Emmanuel Macron turned on France’s five million people still unvaccinated against the coronavirus on Tuesday, vowing to “piss them off” as part of his government’s strategy.

The French president’s comments in a newspaper interview came on the day France reported another daily record with more than 271,000 COVID-19 infections, as the Omicron variant continues to drive a fifth wave of the virus.

They look set to politicise the debate over vaccinations still further, three months before the French presidential election. The government is currently trying to get plans for a new “vaccine pass” through parliament.

Macron said told Le Parisien that he had decided to act against the non-vaccinated, by “limiting as much as possible their access to social life activity”.

“The unvaccinated, I really want to piss them off. And so we will continue to do so, to the bitter end. That’s the strategy,” the head of state said.

His use of the phrase is being seen as an inversion of a comment from former French President Georges Pompidou, who said it was time to “stop pissing off the French” in 1966 when he was prime minister.

“I am not going to put them in prison, I am not going to forcibly vaccinate them,” Macron went on. “Therefore you have to say to them: from January 15 you can no longer go to a restaurant, you can no longer go for a drink, you can no longer go for a coffee, you can no longer go to the theatre, you can no longer go to the cinema,” the president said.

The French parliament is debating turning the current “health pass” into a “vaccine pass” which would prevent people who are unvaccinated from accessing certain public spaces, even with a negative test.

Macron’s remarks brought immediate condemnation from political rivals, including likely opponents in the upcoming election. Far-right candidates Eric Zemmour and Marine Le Pen both took to Twitter to criticise the president, Le Pen accusing him of “persisting in division” and of seeking to “make the non-vaccinated second-class citizens”.

France reported 271,686 daily COVID-19 infections on Tuesday, a new record as the new Omicron variant continued to spread throughout the country.

The previous record was around 230,000 new cases in a single day last week.

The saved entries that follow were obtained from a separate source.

PR #864, opened 2022-03-14
Add module aur-update

ishaanbhimwal:
Module that shows AUR packages to update.


tobi-wan-kenobi:
Thank you very much! As a yay user myself, I'll use that module for sure :)

In future iterations, it might be useful to expose the AUR query command as parameter.

PR #865, opened 2022-03-14
Fix aur-update showing wrong update number

ishaanbhimwal:
Fixed `aur-update` showing `Update AUR: 1`  even when there are no updates. `yay` exists with exit code `0` even when there are no updates unlike `checkupdates` which exits with `2`. Though it does returns a empty string which can be used to verify the status of updates available.


tobi-wan-kenobi:
:thumbsup: looks good!

PR #868, opened 2022-03-25
Pulseaudio extension

bbernhard:
A few small `pulseaudio` extensions. Please let me know what you think :)


tobi-wan-kenobi:
Great additions, many thanks!

One idea regarding the names of the devices: `pamixer` has a nice mode (`--list-sinks` and `--list-sources`) that has a human-readable output name as well.

That would have the advantage to automatically match what tools such as `pavucontrol` show.

What do you think?

PR #870, opened 2022-04-08
Changed __time_format to self.__time_format.

arivarton:


tobi-wan-kenobi:
Many thanks for the fix, good catch!

PR #874, opened 2022-05-11
Fix logout item using hardcoded command

Timoses:
Command was hard coded in instead of using the configurable parameter.


tobi-wan-kenobi:
Oh, that is a good find, many thanks for the fix!

PR #875, opened 2022-05-13
Hide progress module if it's inactive

SamTebbs33:
This PR hides the progress module if it is inactive. This will break existing behaviour as it currently displays placeholder text when inactive, so I can make this new behaviour configurable if desired.


Tonus1:
To hide seems the way to go for me. Thank you

tobi-wan-kenobi:
I agree that this is sensible default behaviour.
Thank you very much for your contribution!

SamTebbs33:
Thank you both

PR #370, opened 2020-12-21
Credit scene and a better GUI system

fredrix96:
Play some rounds and see if the works as it should. If you want to try debug you have to set DEVELOPERMODE_DEVINTERFACE i Core.h to true


LeoWikstrom (changes requested):
Controller input does not work in credits scene. To fix this, go to row 203 in Input.cpp and add the creditsScene to the other scenes. Also, tried to check for memory leaks, but the program crashes in debug mode...

LeoWikstrom (approved):

OtakuFreak13 (approved):
Runs as intended and code seems fine.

As the fifth wave of the coronavirus pandemic — propelled by the Omicron variant — continued to take its toll, figures from the French national health agency showed that more than 20,000 patients were in hospital with COVID-19, an increase of 2,881 since Monday. Another 297 COVID-related deaths in hospital were registered.

The number of people in intensive care with COVID-19 stood at 3,665, a long way off the more than 7,000 during the first wave in 2020, but approaching the 4,900 seen during the second wave the same year.

Unvaccinated patients form a large majority of coronavirus patients in France’s intensive care units. Figures from December 19 show that whereas the number of people aged over 20 with three vaccine jabs in intensive care was 4.82 per million of population, among the unvaccinated the proportion rose to 182 per million.

Some hospitals have been rescheduling treatments for other diseases to deal with the COVID crisis.

Around 76% of France’s population is fully vaccinated against COVID-19, and more than 40% of people aged 12 and over have received a booster jab.

The high number of infections comes after France carried out eight million COVID-19 tests last week, Health Minister Olivier Véran said, with the positivity rate creeping up to 15%.

Doctors say however that although Omicron patients are being treated in hospital, the vast majority of intensive care cases are people with the Delta variant.

While France closed nightclubs in December amid rising COVID cases, the government shied away from imposing stricter measures over the holidays, focussing instead on pushing a COVID-19 booster dose campaign.

Several new measures have now come into effect in the new year, including a mask mandate on children from the age of six in indoor spaces and bars and restaurants only being able to serve people who are seated.

Gatherings have also been limited to 2,000 people indoors and 5,000 outdoors, and face masks must be worn in city centres.

In the second to last week of the year, the incidence rate of COVID-19 in France increased by 50%, Public Health France said, with the rate above 1,000 cases per 100,000 people in four regions.

Since the beginning of the pandemic, more than 124,000 people have died due to COVID-19.